PR #5941, opened 2024-11-05
Add `os_family`, `os_platform` and `os_version` to host provider

belimawr:
## What does this PR do?
This commit adds `os_family`, `os_platform` and `os_version` to the host provider, enabling differentiating Linux distributions. This is required to support Debian 12 and other distributions that are moving away from traditional log files in favour of Journald.

## Why is it important?
It is required to support Debian 12 and other Linux distributions that are moving away from traditional log files in favour of Journald.

## Checklist

- [ ] I have made corresponding change to the default configuration files~~

## Disruptive User Impact

None

1. Package the Elastic-Agent
2. Deploy it with any policy, even an empty policy with no monitoring will work
3. Collect the diagnostics
4. Look at `variables.yml` and ensure `os_family`, `os_platform` and `os_version` are populated under `host`. Here is an example from Debian 11:
```
      host:
        architecture: x86_64
        id: 9a7aa218396d47b1b17218a99918bae4
        ip:
            - 127.0.0.1/8
            - 10.0.2.15/24
            - ::1/128
            - fe80::a00:27ff:fe8d:c04d/64
        mac:
            - 08:00:27:8d:c0:4d
        name: bullseye
        os_family: debian
        os_platform: debian
        os_version: 11 (bullseye)
        platform: linux
```

## Related issues

- Relates https://github.com/elastic/integrations/issues/10797
- Is required by https://github.com/elastic/integrations/pull/11618

## Questions to ask yourself

- ...


pkoutsovasilis:
@belimawr could you add a changelog fragment? 🙂

swiatekm (approved):

internal/pkg/composable/providers/host/host_test.go
```diff
@@ -167,3 +168,20 @@ func returnHostMapping(log *logger.Logger) infoFetcher {
 		return host, nil
 	}
 }
+
+func TestGetHostInfoReturnsSomeKeys(t *testing.T) {
+	// this is a simple test to ensure the host provicer returns the new keys
```
mauri870, line 173:
```suggestion
	// this is a simple test to ensure the host provider returns the new keys
```

internal/pkg/composable/providers/host/host_test.go
```diff
@@ -167,3 +168,20 @@ func returnHostMapping(log *logger.Logger) infoFetcher {
...
+		t.Fatal(err)
+	}
+
+	expectedKeys := []string{"os_family", "os_platform", "os_version"}
+
+	for _, key := range expectedKeys {
+		if _, exist := osInfo[key]; !exist {
+			t.Errorf("expecting key '%s' from host provider.", key)
+		}
+	}
```
mauri870, line 186: I'm not sure if this is needed, but should we also check that the values are not empty?

belimawr: That's highly dependant on the OS/Linux distro it's running on, for the few I've tested, only Arch had an empty string, but overall it's very inconsistent across different distros (some examples: https://github.com/elastic/integrations/issues/10797#issuecomment-2452212459).

internal/pkg/composable/providers/host/host_test.go
```diff
@@ -167,3 +168,20 @@ func returnHostMapping(log *logger.Logger) infoFetcher {
 		return host, nil
 	}
 }
+
+func TestGetHostInfoReturnsSomeKeys(t *testing.T) {
+	// this is a simple test to ensure the host provider returns the new keys
+	// needed to add support to Debian 12.
+	osInfo, err := getHostInfo(logp.L())()
```
AndersonQ, line 175: There is a test logger on https://github.com/elastic/elastic-agent/blob/d8125be16f8bf369738113861f958c59441bc696/pkg/core/logger/loggertest/logger.go#L20. Better to use it. Or at least the logger from `pkg/core/logger/`

belimawr:
> @belimawr could you add a changelog fragment? 🙂

Done on 2a789ba764

mauri870 (approved):

strawgate:
Per ECS -- https://www.elastic.co/guide/en/ecs/current/ecs-os.html these should be `os.family`, `os.platform`, `os.version`?

strawgate:
Oh, if these don't end up in metadata for documents then you're right it doesnt need to be ecs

+===+

Scan the listing for the string "needed". Copy each line that has it.

### RESULT FOR THIS EXERCISE
mauri870, line 186: I'm not sure if this is needed, but should we also check that the values are not empty?
+	// needed to add support to Debian 12.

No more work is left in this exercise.